(What is being asked): Look below for the lines from the one with "PR #5611, opened 2021-09-10" to the one with "a probe volume", and copy exactly those lines, both ends included.

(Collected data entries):
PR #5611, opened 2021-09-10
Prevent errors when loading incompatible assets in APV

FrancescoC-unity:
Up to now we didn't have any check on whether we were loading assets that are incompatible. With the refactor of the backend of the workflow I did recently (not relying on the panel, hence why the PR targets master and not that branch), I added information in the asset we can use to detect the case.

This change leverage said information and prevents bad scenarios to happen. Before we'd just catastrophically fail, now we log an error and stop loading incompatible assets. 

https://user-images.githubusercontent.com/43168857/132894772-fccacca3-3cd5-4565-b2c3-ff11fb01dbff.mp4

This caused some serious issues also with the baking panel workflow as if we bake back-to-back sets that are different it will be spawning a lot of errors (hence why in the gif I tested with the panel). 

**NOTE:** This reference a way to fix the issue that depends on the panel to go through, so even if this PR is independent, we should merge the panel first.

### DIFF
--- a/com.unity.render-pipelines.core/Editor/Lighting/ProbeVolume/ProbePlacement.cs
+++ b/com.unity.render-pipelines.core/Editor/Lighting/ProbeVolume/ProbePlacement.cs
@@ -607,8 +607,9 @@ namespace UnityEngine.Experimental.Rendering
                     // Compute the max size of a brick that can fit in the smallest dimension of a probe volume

* * *

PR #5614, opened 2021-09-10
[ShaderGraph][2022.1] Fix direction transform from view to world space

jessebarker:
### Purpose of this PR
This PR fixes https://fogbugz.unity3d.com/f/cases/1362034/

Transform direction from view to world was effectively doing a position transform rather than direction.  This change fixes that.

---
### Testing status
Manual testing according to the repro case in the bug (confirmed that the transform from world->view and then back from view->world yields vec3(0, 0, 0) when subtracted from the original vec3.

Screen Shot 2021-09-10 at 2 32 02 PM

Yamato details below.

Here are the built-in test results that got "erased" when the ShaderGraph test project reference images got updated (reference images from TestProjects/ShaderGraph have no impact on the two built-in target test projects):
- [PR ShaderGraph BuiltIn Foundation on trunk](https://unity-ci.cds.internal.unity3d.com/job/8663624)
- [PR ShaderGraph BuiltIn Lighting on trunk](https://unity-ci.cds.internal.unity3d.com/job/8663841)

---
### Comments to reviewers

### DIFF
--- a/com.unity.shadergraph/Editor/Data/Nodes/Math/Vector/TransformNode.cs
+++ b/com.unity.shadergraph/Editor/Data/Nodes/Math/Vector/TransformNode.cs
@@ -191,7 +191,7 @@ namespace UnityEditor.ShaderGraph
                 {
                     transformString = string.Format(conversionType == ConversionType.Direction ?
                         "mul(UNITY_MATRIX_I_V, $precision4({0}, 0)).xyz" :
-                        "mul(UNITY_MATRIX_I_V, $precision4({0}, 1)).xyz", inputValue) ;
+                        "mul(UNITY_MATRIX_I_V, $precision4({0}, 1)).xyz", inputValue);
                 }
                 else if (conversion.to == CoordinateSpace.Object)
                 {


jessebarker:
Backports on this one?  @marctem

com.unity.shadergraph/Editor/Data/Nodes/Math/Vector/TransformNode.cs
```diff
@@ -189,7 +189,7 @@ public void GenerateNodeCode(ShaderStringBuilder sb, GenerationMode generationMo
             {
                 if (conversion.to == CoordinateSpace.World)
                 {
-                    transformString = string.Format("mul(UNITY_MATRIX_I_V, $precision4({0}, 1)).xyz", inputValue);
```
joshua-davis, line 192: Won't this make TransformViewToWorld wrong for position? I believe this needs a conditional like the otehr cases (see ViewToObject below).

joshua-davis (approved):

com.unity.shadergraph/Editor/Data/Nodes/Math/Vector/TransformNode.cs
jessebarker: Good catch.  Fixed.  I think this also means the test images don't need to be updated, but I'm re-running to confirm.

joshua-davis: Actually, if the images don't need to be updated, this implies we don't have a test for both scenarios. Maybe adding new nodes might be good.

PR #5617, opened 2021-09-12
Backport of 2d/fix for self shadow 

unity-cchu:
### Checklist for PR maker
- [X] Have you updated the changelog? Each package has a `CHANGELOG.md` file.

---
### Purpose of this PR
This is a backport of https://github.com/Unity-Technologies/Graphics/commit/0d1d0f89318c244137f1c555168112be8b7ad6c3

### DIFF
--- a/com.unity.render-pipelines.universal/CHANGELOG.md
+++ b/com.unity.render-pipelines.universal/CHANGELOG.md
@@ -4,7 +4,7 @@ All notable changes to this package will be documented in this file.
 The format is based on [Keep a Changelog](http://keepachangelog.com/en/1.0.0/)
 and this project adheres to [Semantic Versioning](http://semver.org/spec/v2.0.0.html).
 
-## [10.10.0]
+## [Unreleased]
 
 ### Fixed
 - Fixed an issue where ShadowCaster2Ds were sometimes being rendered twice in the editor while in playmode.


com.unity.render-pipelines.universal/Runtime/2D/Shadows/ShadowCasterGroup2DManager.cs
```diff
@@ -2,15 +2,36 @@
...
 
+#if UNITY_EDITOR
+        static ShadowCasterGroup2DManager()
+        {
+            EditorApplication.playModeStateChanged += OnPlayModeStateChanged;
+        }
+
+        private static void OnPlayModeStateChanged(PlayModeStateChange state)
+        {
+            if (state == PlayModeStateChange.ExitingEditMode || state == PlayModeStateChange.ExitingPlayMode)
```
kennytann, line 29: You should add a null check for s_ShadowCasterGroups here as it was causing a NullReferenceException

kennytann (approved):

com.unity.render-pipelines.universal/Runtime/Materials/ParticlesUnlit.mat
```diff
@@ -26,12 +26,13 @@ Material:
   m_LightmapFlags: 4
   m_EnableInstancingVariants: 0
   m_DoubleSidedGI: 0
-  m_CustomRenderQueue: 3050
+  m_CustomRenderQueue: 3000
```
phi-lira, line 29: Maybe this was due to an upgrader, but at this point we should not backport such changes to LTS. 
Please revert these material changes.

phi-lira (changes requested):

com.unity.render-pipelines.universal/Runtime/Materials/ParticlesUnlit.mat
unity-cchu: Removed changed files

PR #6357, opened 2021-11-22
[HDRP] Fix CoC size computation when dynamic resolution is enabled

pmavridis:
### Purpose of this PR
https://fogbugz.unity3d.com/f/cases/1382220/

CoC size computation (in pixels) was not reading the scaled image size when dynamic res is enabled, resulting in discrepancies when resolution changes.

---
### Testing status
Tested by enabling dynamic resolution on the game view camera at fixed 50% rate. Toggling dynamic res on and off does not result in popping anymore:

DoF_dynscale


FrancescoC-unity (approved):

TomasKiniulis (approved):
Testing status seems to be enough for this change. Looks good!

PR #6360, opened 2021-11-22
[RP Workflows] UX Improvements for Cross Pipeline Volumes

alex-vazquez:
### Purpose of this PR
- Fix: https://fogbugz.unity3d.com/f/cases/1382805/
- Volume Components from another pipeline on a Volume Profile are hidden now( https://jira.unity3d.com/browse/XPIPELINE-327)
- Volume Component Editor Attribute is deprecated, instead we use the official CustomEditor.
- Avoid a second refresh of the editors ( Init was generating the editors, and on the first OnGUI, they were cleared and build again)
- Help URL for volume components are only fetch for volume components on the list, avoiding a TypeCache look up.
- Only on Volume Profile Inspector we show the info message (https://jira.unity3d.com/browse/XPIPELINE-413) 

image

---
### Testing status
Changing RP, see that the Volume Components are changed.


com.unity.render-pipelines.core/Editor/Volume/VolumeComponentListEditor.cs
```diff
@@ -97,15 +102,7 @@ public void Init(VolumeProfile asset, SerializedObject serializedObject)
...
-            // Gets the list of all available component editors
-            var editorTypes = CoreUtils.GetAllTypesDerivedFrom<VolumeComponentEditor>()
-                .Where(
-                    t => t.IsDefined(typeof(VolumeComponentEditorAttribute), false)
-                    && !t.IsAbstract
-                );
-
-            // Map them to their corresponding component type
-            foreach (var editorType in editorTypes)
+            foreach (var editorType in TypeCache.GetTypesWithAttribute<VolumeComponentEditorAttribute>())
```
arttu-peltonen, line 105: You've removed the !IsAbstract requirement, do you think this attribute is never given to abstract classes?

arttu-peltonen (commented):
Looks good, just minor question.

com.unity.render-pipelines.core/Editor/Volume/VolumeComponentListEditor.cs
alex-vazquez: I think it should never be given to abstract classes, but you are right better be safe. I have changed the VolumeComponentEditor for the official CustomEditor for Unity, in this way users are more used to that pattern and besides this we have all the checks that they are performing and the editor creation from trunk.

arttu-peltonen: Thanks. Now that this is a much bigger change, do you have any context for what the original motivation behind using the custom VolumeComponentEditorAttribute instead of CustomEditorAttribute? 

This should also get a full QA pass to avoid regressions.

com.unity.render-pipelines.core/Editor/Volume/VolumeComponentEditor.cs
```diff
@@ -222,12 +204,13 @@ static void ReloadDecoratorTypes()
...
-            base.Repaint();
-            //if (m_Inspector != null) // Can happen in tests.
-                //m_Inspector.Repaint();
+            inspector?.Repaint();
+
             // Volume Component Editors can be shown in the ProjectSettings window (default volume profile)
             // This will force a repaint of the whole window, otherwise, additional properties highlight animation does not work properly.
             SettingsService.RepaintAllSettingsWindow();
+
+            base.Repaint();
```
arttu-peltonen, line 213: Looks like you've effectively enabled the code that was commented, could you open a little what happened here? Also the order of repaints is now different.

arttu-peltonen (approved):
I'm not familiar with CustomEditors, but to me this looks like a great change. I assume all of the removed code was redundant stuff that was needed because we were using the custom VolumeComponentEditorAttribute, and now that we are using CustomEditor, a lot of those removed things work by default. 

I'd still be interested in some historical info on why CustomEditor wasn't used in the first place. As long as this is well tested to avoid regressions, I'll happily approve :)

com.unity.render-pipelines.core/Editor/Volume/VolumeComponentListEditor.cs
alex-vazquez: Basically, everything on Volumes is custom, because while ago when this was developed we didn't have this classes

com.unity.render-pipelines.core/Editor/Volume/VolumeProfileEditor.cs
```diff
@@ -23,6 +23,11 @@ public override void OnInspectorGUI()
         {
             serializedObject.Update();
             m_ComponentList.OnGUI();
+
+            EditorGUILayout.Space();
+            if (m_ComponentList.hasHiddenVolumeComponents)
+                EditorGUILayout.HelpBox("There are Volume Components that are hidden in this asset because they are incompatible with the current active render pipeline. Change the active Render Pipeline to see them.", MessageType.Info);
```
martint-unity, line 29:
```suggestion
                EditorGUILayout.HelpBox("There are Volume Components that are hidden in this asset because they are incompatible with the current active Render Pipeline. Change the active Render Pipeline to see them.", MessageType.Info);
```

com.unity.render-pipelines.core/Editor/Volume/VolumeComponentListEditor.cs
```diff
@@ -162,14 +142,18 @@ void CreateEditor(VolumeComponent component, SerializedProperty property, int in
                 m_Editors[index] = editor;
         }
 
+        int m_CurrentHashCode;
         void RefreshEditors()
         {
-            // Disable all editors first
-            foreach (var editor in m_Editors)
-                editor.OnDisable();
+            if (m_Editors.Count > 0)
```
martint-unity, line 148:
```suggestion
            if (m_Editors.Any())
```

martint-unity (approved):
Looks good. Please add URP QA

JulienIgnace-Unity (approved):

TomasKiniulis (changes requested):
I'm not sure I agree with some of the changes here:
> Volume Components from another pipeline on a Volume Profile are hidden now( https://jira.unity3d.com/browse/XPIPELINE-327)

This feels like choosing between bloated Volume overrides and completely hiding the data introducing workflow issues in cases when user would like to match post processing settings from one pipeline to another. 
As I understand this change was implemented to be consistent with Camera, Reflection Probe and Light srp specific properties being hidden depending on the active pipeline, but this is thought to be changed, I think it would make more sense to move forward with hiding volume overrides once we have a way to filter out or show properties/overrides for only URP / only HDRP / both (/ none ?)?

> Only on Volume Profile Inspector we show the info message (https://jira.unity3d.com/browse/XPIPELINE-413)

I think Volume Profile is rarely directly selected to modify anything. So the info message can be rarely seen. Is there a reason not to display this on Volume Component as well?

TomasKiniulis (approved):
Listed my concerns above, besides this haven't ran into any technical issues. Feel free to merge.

(Answer to the problem):
PR #5611, opened 2021-09-10
Prevent errors when loading incompatible assets in APV

FrancescoC-unity:
Up to now we didn't have any check on whether we were loading assets that are incompatible. With the refactor of the backend of the workflow I did recently (not relying on the panel, hence why the PR targets master and not that branch), I added information in the asset we can use to detect the case.

This change leverage said information and prevents bad scenarios to happen. Before we'd just catastrophically fail, now we log an error and stop loading incompatible assets. 

https://user-images.githubusercontent.com/43168857/132894772-fccacca3-3cd5-4565-b2c3-ff11fb01dbff.mp4

This caused some serious issues also with the baking panel workflow as if we bake back-to-back sets that are different it will be spawning a lot of errors (hence why in the gif I tested with the panel). 

**NOTE:** This reference a way to fix the issue that depends on the panel to go through, so even if this PR is independent, we should merge the panel first.

### DIFF
--- a/com.unity.render-pipelines.core/Editor/Lighting/ProbeVolume/ProbePlacement.cs
+++ b/com.unity.render-pipelines.core/Editor/Lighting/ProbeVolume/ProbePlacement.cs
@@ -607,8 +607,9 @@ namespace UnityEngine.Experimental.Rendering
                     // Compute the max size of a brick that can fit in the smallest dimension of a probe volume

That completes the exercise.